Prove that $f \in L^2(\mathbb{R})$ and $||f||_2 \leq 1$.

Question

The entire question reads:

Let $f$ be a Lebesgue measurable function on $\mathbb{R}$ with the property that $\sup_{\{g \in L^2(\mathbb{R}):||g||_2 \leq 1\}}\int_{\mathbb{R}}|fg|d \lambda \leq 1$. Prove that $f \in L^2(\mathbb{R})$ and $||f||_2 \leq 1$.

I'm not quite sure where to begin on this problem. I'm trying to get more practice with $L^p$ spaces, but it's clear I'm still lacking in skill and know-how.

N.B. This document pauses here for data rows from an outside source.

PR #98, opened 2016-11-05
Fix Bug in Claim Submit Flow

qwwqwwq:
- Fix api endpoint
- Fix form completion logic to consider signature as a question.


winterfell/services/claimService.js
```diff
@@ -92,16 +95,16 @@ module.exports.findIncompleteClaimOrCreate = function(userId, forms, callback) {
   });
 };
 
-module.exports.addForm = function(claimId, file, callbacks) {
+module.exports.addForm = function (claimId, file, callbacks) {
```
ahsu1230: ok I assume a space after function is standard now? haha

winterfell/webapp/src/js/claimSelectFormsCtrl.js
```diff
@@ -9,6 +9,7 @@ app.controller('claimSelectFormsCtrl', ['$scope', 'claimService', 'formTemplateS
     });
 
     $scope.numRequiredCompleted = _.sum(_.map(forms, function (form) {
+      console.log(form);
```
ahsu1230: still need this?

ahsu1230:
lgtm, but looks like there's a merge conflict!

winterfell/services/claimService.js
qwwqwwq: I have no idea what is standard and what is not in javascript TBH, once we turn on the linter it should all be taken care of and standardized.

winterfell/webapp/src/js/claimSelectFormsCtrl.js
qwwqwwq: Nope, these statements will also be tagged by the linter for removal once we turn it on.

Any tips or tricks are greatly appreciated.

Answer 1

For every $n\in\mathbb{N}$ let $$ A_n := \{x\in [-n,n]:\ |f(x)| \leq n\}, \qquad f_n := f \chi_{A_n}, $$ and define the linear functional $T_n\colon L^2\to\mathbb{R}$ $$ T_n(g) := \int_{\mathbb{R}} f_n g. $$ Clearly $T_n$ is a bounded functional in $L^2$, since, by Holder's inequality, $$ |T_n(g)| \leq \int_{\mathbb{R}} |f_n g| \leq \|f_n\|_2 \|g\|_2. $$ Since $$ |T_n(f_n)| = \left| \int_{\mathbb{R}} f^2\chi_{A_n}\right| = \int_{\mathbb{R}} f_n^2 = \|f_n\|_2^2 $$ we can thus conclude that $\|T_n\| = \|f_n\|_2$.

Moreover, $|f_n g| \nearrow |fg|$, so that $$ \sup_n |T_n(g)| \leq \int_{\mathbb{R}} |fg| < +\infty. $$ By the Uniform Boundedness Principle we can conclude that the sequence $(T_n)$ converges to a bounded linear functional $T$, and that $$ \|T\| \leq \liminf_n \|T_n\| < +\infty. $$ On the other hand, by the monotone convergence theorem, $$ \liminf_n \|T_n\| = \liminf_n \|f_n\|_2 = \left(\int_{\mathbb{R}} |f|^2\right)^{1/2}, $$ hence $f\in L^2$.

Finally, taking $g = f / \|f\|_2$ in the assumption, one get $$ \int_{\mathbb{R}} |fg| = \|f\|_2 \leq 1. $$

Answer 2

Let $f_n\colon x\mapsto f(x)$ if $\left\lvert f(x)\right\rvert \leqslant n$ and $x\in[-n,n]$ and zero $f_n\colon x\mapsto 0$ if one of the previous conditions is not satisfied. Then $f_n$ is square integrable. Let us fix $n$ and consider $$g\colon x\mapsto \frac{f_n(x)}{\left\lVert f_n\right\rVert_2 +1/n }.$$ Then $\left\lVert g\right\rVert_2\leqslant 1$ and thus $$\int f(x)^2\mathbf 1_{[-n,n]}\left(f(x)\right)\mathbf 1_{[-n,n]}(x)\mathrm dx\leqslant 1 .$$ Since $n$ is arbitrary, the monotone convergence theorem gives the wanted result.